Thread: Failure of external HDD's - why doesn't any manufacturer wake up to this?

  1. Failure of external HDD's - why doesn't any manufacturer wake up to this?

    A couple of years ago I bought 4 external HDD's, Maxtors, to increase
    storage capacity on some machines (and offer portability) in my business.
    After 2 failed in short order I returned the other 2 and swore not to
    touch external drives again.

    A couple of months ago my IT supplier convinced me to try a Lacie 2T
    external HDD (internally, 4 Hitachi 500G's in a raid 0 array). We were
    using it to store video clips after editing, pending backup to tape.
    Sure enough, it has failed and I am again in the quandry of whether to
    send it back for warranty repair - risking propagation of my sensitive
    files, and the best I can hope for, is a new, empty drive. Recovering
    the data is at least $3,500 and I may not get it all.
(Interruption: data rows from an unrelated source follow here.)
PR #1323, opened 2025-10-27
fix: Replaced tls_cert_generate with host_type in pg_hba.conf.j2

catemiko:
Replaced `tls_cert_generate` with `host_type` to honor partly disabled SSL.

### DIFF
--- a/automation/roles/patroni/templates/pg_hba.conf.j2
+++ b/automation/roles/patroni/templates/pg_hba.conf.j2
@@ -85,18 +85,18 @@
 
 # TYPE      DATABASE                 USER                     ADDRESS                  METHOD
 {% for client in postgresql_pg_hba %}
-  {{ client.type.ljust(9) |default('{% if tls_cert_generate | default(false) | bool %}hostssl{% else %}host{% endif %}') }} {{ client.database.ljust(24) |default('all') }} {{ client.user.ljust(24) |default('all') }} {{ client.address.ljust(24) |default('') }} {{ client.method |default('md5') }} {{ client.options |default(None) }}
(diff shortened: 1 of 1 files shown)


automation/roles/patroni/templates/pg_hba.conf.j2
```diff
@@ -85,18 +85,18 @@
 
 # TYPE      DATABASE                 USER                     ADDRESS                  METHOD
 {% for client in postgresql_pg_hba %}
-  {{ client.type.ljust(9) |default('{% if tls_cert_generate | default(false) | bool %}hostssl{% else %}host{% endif %}') }} {{ client.database.ljust(24) |default('all') }} {{ client.user.ljust(24) |default('all') }} {{ client.address.ljust(24) |default('') }} {{ client.method |default('md5') }} {{ client.options |default(None) }}
+  {{ client.type.ljust(9) |default('{{ host_type }}') }} {{ client.database.ljust(24) |default('all') }} {{ client.user.ljust(24) |default('all') }} {{ client.address.ljust(24) |default('') }} {{ client.method |default('md5') }} {{ client.options |default(None) }}
```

The drive itself
    cost me $2K. ($Australian).

    I'm an engineer and it is my opinion that these units are all
    under-designed, thermally. Ok they have cooling fans but that means
    nothing. In the case of the Maxtor units, the HDD was suspended
    internally on rubber bushes and so there's no mechanical heatsinking. A
    one-inch fan sucked out a little warm air but the drive itself still ran
    hotter than one mounted inside a PC, where the chassis sucks up a fair
    amount of heat. One type I looked at didn't even have cooling fans so
    the casing was effectively a blanket!

    The Lacie drive had been left on (but mostly idle) almost continuously
    for the entire 3 months it was in service, and failed during a cold
    start. That smacks of a thermal stress failure.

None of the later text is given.